OtterBrix's unique memory architecture combines:
- Arrow Format: Efficient for analytical operations across many records
- Tuple or Flexible-Tuple Format: Optimal for accessing complete nested objects
- Adaptive Selection: Automatically chooses the best representation based on data patterns and access needs
This hybrid approach delivers columnar database performance while maintaining the flexibility of document stores, making it uniquely suited for semi-structured data processing.
A DevOps platform reduced their log processing pipeline latency by 75% by embedding OtterBrix directly into their log collection microservice. This allowed them to perform complex filtering and aggregation at the edge before data reached their central data lake, reducing storage costs by 40% and enabling real-time alerting.
An industrial IoT deployment used OtterBrix to process variable-schema sensor data from thousands of devices with different firmware versions. The schema-free approach eliminated the need for constant ETL adjustments as new sensor types were added, while the efficient memory layout allowed running complex analyses on edge devices with limited resources.

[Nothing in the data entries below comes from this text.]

PR #216, opened 2026-03-31
Add otel tracing around handler

Uttkarsh-Srivastava:


Mrsandeep27 (commented):
Clean approach to threading tracing through the hook lifecycle. A few notes:

**1. `tracedResWriteFirstFoldCss` / `tracedResWriteFirstFoldJS`** — both are just thin wrappers around `res.write(chunk)` with the same signature. Consider a single `tracedResWrite` factory (or pass the span name as an argument) so you don't duplicate the closure for each chunk type. Current setup will also double-count if you ever add a third chunk.

**2. `traceHandlerHook` gates on `typeof fn === "function"`.** If a template exports `onRouteMatch` as `undefined` (common when a project only opts into some hooks), the fallthrough returns `fn` unchanged. Good. But you then pass that `undefined` into `safeCall(onRouteMatch, ...)` — confirm `safeCall` handles `undefined` fn without emitting a misleading "Invalid lifecycle method" line for hooks that are legitimately optional.

**3. `_handler` is now internal-only** but it's still `async`. `withObservability` must preserve the promise chain for the rejection path (`throw (error) => Promise.reject(error)` at the bottom). Worth confirming the wrapper awaits or forwards the rejection — otherwise you'll see tracing spans without error status even when the real handler rejected.

**4. Unrelated changes** — `"Google Agent":"Google-Agent"` addition in `userAgentUtil.js` and the indentation touch on line 239 (`     const isBot` → `    const isBot`) look like drive-by edits. Splitting them into their own commits would make this PR cleaner and easier to revert if tracing needs a rollback later.

**5. Nit:** Span names like `res.write.firstFoldCss` use dot notation, but the existing spans in this file use camelCase (`getMetaData`, `renderMarkUp`, `onRouteMatch`). Picking one style keeps trace dashboards scannable.

Direction looks right; mostly cleanup suggestions.

PR #217, opened 2026-04-01
Fixed eslint violations across MCP v2 tools and native hook bridge

mayansharma:
Clean up ESLint violations across the MCP v2 stack and native bridge hook utilities. This removes unused variables, replaces empty catch blocks with explicit no-op handling, lifts an inner helper declaration in mcp.js, and fixes the missing useCallback dependency in useBaseHook so the repo passes eslint . again.


trinachoudhury1mg (approved):
LGTM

A data integration platform leveraged OtterBrix to join and analyze responses from multiple third-party APIs with regularly changing schemas. The hybrid storage model allowed efficient querying across these diverse data structures without performance degradation as APIs evolved.
The Otterbrix team aims at keeping the code readable and consistent with the surrounding code where possible. A detailed code style guide is work in progress.
See CONTRIBUTING for contribution requirements.
See the project security policy for information about reporting vulnerabilities.
To correctly build Otterbrix, you will need the most current version of Docker.
The current version of Otterbrix can be built in Dockerfiles only. If you need assistance when building Otterbrix, please contact our team.
In case you've encountered any issues, please feel free to create them right here on GitHub!
OtterBrix is built on modern C++ techniques and is inspired by advances in both document-oriented and analytical database systems. We thank all contributors and the open-source community.